- PROBLEM DESCRIPTION
Each entry, from beginning to end, is to be transcribed verbatim.

[Stored items from a collection]
□ □ □ □ □
PR #2247, opened 2023-10-04
feat: add docs generator

ramizpolic:
## Overview

Adds `make gen-docs` for CLI docks generation.

## Notes for reviewer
□ □ □ □ □
- OUTPUT OF THE EXERCISE
PR #2247, opened 2023-10-04
feat: add docs generator

ramizpolic:
## Overview

Adds `make gen-docs` for CLI docks generation.

## Notes for reviewer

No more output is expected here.